- **EXERCISE GOAL**
For each entry that follows, write out an identical copy.

*** Block opens ***

PR #83, opened 2017-12-21
chromium-x11: Set PROVIDES="chromium".

rakuco:
As discussed in pull request #77, it makes sense to provide some
compatibility glue for users who were used to just doing "bitbake chromium"
before the recipe got renamed to "chromium-x11".


rakuco:
+@msisov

*** Block closes ***

- **ANSWER TO THE EXERCISE**
PR #83, opened 2017-12-21
chromium-x11: Set PROVIDES="chromium".

rakuco:
As discussed in pull request #77, it makes sense to provide some
compatibility glue for users who were used to just doing "bitbake chromium"
before the recipe got renamed to "chromium-x11".


rakuco:
+@msisov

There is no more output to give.